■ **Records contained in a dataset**
----------------

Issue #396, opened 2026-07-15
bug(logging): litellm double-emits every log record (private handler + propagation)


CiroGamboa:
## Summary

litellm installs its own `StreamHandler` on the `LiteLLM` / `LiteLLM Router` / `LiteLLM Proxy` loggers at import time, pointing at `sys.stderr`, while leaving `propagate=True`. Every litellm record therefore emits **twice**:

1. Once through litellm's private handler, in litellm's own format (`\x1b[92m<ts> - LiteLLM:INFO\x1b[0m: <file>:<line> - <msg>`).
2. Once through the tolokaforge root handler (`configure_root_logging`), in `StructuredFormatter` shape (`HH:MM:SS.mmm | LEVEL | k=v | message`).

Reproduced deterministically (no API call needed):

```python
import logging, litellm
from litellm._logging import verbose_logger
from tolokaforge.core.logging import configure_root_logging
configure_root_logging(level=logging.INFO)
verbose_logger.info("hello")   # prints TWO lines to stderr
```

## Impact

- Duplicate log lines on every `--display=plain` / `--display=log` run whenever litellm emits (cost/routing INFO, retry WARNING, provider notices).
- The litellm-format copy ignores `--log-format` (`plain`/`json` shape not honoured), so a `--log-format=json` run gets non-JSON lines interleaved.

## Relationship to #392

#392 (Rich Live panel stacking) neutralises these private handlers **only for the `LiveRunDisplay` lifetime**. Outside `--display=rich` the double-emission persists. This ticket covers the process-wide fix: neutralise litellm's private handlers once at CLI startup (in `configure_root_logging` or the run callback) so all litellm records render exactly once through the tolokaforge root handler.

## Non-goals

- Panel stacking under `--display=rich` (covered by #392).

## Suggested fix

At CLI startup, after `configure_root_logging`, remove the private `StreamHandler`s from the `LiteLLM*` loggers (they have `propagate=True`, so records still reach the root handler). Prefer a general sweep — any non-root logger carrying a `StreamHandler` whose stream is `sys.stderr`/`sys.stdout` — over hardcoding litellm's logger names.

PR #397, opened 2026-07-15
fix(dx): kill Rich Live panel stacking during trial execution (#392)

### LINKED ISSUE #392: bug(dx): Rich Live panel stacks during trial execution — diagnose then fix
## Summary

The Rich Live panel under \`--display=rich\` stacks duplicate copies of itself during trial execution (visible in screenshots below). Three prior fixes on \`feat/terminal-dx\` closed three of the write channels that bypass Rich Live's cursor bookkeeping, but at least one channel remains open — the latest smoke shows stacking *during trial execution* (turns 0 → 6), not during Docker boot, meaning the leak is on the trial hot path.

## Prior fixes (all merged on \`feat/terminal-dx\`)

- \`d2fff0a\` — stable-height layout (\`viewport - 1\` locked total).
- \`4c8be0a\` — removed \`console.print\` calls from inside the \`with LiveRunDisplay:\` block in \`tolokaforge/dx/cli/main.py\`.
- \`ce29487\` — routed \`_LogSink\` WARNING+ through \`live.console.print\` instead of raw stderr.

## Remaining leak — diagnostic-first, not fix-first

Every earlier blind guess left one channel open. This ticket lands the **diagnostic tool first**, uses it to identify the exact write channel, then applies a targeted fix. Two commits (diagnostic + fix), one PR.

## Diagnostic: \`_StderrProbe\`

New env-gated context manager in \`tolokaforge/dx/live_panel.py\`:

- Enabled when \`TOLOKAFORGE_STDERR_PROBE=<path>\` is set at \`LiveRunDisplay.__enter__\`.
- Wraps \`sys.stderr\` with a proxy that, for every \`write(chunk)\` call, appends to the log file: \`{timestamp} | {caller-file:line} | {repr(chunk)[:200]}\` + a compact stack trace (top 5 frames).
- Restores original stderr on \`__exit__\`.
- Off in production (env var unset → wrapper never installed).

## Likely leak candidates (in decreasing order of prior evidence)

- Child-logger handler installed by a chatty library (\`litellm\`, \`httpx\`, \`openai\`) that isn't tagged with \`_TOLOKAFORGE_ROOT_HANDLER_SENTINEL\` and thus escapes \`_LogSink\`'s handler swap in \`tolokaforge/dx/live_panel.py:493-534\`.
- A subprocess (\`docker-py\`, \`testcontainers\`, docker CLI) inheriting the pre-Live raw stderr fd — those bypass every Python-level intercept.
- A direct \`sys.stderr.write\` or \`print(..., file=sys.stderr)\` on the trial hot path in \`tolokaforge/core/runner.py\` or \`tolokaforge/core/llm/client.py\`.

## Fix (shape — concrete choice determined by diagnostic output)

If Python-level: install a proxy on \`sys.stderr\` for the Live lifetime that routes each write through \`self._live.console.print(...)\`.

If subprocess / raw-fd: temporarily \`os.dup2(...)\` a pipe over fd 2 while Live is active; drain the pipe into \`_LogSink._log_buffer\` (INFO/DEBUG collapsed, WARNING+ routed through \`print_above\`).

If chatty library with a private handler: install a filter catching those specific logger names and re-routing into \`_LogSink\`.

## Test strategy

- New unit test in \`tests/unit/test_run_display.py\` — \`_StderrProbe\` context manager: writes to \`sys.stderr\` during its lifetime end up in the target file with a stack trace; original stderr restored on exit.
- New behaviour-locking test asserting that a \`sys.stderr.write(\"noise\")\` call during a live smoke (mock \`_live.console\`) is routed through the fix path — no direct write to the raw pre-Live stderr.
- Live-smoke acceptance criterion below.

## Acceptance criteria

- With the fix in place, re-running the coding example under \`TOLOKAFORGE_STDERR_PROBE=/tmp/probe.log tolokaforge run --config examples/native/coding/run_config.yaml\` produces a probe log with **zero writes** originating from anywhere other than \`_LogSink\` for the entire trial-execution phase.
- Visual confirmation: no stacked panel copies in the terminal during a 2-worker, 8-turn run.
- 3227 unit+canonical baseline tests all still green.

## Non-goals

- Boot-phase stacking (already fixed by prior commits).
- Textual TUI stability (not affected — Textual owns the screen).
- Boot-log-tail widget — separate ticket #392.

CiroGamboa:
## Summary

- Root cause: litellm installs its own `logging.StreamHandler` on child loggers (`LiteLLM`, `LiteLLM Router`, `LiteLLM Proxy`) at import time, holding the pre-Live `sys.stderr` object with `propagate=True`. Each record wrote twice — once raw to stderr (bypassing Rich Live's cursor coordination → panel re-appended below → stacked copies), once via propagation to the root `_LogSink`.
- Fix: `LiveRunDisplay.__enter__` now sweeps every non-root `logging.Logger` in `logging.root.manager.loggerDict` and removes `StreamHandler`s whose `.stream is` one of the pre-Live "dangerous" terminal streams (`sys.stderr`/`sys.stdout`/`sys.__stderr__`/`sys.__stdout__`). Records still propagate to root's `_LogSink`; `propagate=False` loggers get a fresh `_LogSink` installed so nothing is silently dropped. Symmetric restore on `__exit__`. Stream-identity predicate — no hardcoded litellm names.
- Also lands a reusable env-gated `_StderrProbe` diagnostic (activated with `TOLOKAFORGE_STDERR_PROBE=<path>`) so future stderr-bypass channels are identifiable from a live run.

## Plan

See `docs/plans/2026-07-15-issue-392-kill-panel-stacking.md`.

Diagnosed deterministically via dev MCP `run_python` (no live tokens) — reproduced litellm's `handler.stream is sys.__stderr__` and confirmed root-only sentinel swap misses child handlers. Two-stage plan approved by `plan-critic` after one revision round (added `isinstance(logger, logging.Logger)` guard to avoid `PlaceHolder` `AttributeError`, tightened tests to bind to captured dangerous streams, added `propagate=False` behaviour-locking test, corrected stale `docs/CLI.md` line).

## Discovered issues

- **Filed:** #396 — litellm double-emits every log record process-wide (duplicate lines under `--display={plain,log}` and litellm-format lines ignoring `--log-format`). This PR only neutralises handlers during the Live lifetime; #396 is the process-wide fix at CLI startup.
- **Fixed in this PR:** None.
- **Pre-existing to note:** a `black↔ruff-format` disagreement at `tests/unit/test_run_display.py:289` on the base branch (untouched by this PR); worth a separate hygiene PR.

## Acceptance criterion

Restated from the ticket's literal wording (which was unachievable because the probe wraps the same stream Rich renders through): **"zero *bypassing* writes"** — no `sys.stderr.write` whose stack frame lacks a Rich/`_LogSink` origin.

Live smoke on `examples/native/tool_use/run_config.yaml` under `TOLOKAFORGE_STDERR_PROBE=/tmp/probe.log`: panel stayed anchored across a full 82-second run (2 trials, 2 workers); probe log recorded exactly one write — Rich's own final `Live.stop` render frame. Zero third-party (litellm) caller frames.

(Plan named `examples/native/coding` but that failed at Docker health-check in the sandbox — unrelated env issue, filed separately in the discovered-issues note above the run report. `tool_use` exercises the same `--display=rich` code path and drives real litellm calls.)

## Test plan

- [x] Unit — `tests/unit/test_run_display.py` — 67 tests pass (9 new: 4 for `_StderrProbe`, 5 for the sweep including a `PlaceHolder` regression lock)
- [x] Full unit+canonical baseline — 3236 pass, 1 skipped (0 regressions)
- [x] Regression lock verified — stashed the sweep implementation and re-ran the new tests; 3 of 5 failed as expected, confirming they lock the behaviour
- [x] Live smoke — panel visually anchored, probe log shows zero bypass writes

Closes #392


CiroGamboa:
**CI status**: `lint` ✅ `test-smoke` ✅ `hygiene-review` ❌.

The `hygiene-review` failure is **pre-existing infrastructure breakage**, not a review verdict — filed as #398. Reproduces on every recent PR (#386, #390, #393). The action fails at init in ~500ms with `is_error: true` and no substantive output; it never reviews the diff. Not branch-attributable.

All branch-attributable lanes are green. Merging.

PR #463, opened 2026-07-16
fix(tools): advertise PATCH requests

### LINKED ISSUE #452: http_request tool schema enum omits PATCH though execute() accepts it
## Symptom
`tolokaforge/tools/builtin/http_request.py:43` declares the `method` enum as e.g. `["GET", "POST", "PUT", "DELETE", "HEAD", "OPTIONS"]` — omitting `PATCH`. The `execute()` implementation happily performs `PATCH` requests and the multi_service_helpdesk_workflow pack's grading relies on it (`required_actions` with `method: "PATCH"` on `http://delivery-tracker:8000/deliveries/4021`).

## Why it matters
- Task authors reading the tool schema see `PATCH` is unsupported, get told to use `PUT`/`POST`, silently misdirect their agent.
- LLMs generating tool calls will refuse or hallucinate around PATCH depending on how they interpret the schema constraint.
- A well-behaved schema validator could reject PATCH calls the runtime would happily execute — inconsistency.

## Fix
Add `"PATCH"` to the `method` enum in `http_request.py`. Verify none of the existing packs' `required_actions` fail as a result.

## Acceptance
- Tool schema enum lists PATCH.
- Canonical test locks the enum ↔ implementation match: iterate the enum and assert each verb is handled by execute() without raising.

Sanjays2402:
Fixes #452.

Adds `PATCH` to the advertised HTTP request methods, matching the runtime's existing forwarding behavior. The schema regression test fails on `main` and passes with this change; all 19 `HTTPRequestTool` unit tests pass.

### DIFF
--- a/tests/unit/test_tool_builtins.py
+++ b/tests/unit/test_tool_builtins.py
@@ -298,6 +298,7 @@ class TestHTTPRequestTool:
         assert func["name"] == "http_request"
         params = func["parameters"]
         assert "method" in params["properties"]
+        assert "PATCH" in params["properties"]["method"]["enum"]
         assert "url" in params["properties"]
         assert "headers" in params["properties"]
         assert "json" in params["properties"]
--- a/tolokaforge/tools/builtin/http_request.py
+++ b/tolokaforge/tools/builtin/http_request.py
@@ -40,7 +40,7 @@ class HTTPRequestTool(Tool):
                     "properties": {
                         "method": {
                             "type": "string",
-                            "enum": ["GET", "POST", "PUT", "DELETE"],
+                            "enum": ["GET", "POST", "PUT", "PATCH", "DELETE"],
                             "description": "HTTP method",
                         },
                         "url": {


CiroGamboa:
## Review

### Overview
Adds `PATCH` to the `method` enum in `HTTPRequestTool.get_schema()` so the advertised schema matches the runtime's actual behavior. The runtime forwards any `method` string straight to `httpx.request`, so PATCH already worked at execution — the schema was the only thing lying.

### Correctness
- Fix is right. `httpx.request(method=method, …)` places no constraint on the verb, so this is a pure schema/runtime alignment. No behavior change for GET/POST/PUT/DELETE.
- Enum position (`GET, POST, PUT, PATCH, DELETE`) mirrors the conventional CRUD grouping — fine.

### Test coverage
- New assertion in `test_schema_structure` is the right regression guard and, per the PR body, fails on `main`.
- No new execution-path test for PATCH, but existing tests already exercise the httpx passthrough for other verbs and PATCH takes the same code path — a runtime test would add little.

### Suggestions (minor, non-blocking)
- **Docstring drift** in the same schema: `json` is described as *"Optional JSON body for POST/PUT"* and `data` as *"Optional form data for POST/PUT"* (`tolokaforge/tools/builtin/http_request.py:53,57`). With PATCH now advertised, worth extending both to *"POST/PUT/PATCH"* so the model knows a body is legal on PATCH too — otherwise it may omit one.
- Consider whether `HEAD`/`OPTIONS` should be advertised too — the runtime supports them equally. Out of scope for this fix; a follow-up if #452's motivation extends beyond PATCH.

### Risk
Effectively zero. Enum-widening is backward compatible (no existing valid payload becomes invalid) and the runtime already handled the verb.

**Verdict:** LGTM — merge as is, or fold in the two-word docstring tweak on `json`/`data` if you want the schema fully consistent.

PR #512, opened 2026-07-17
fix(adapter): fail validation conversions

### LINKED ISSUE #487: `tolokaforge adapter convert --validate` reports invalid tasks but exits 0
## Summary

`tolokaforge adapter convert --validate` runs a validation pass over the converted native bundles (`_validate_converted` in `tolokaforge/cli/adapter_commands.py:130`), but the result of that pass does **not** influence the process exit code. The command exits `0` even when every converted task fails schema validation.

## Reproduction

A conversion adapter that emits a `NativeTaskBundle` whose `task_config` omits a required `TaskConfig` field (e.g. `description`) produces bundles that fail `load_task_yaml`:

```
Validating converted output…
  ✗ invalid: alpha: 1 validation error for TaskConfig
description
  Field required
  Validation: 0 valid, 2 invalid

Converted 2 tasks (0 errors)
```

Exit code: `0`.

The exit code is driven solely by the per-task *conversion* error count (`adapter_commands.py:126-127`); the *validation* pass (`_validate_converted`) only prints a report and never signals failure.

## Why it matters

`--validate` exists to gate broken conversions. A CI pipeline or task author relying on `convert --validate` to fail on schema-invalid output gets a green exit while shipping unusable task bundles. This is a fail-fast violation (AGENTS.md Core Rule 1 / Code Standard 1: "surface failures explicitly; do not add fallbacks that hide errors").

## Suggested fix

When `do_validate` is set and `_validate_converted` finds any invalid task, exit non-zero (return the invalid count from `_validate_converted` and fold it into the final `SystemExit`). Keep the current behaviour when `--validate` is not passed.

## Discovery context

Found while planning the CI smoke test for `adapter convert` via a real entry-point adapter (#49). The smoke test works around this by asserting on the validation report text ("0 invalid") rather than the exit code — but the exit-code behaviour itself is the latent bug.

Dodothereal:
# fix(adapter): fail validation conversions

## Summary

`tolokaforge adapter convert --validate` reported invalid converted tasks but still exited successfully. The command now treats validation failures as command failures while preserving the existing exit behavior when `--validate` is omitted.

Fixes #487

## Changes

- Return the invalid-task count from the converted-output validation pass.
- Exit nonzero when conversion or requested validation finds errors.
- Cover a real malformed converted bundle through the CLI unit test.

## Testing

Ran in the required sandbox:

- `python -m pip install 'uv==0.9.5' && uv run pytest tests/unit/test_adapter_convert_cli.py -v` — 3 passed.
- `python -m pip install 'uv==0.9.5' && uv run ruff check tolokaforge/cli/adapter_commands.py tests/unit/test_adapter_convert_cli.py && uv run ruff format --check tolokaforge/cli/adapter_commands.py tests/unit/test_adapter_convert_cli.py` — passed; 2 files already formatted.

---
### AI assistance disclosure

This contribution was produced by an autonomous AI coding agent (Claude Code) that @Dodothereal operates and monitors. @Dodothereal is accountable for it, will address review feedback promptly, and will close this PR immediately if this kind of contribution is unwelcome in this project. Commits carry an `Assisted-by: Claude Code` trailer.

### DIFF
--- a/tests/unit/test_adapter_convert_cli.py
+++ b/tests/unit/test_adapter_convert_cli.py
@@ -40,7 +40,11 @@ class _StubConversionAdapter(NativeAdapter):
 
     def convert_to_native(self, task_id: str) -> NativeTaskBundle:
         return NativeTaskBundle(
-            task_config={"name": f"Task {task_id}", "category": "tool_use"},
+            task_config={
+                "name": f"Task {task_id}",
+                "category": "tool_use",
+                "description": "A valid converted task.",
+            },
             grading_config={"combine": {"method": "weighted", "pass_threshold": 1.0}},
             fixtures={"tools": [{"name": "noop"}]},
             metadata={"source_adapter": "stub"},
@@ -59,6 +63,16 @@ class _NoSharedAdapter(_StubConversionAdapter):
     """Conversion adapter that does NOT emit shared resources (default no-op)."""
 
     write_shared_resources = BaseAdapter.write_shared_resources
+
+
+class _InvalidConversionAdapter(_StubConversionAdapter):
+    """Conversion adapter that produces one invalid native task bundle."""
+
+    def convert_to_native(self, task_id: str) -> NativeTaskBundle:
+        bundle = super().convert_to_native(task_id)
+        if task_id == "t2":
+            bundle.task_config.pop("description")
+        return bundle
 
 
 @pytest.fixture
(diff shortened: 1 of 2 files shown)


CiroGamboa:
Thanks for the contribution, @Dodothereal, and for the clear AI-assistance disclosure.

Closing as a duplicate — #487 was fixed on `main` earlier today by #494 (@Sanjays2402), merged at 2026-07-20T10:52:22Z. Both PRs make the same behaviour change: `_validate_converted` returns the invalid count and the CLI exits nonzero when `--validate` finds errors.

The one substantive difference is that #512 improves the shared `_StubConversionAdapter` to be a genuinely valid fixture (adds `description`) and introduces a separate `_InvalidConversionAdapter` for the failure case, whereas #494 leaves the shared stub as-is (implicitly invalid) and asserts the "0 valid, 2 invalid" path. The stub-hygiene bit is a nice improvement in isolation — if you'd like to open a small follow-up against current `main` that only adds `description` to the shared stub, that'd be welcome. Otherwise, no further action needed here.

----------------

■ **Exercise details**
Scan the records above. Return every line with "swap" in it.

■ **Exercise result**
- Child-logger handler installed by a chatty library (\`litellm\`, \`httpx\`, \`openai\`) that isn't tagged with \`_TOLOKAFORGE_ROOT_HANDLER_SENTINEL\` and thus escapes \`_LogSink\`'s handler swap in \`tolokaforge/dx/live_panel.py:493-534\`.
Diagnosed deterministically via dev MCP `run_python` (no live tokens) — reproduced litellm's `handler.stream is sys.__stderr__` and confirmed root-only sentinel swap misses child handlers. Two-stage plan approved by `plan-critic` after one revision round (added `isinstance(logger, logging.Logger)` guard to avoid `PlaceHolder` `AttributeError`, tightened tests to bind to captured dangerous streams, added `propagate=False` behaviour-locking test, corrected stale `docs/CLI.md` line).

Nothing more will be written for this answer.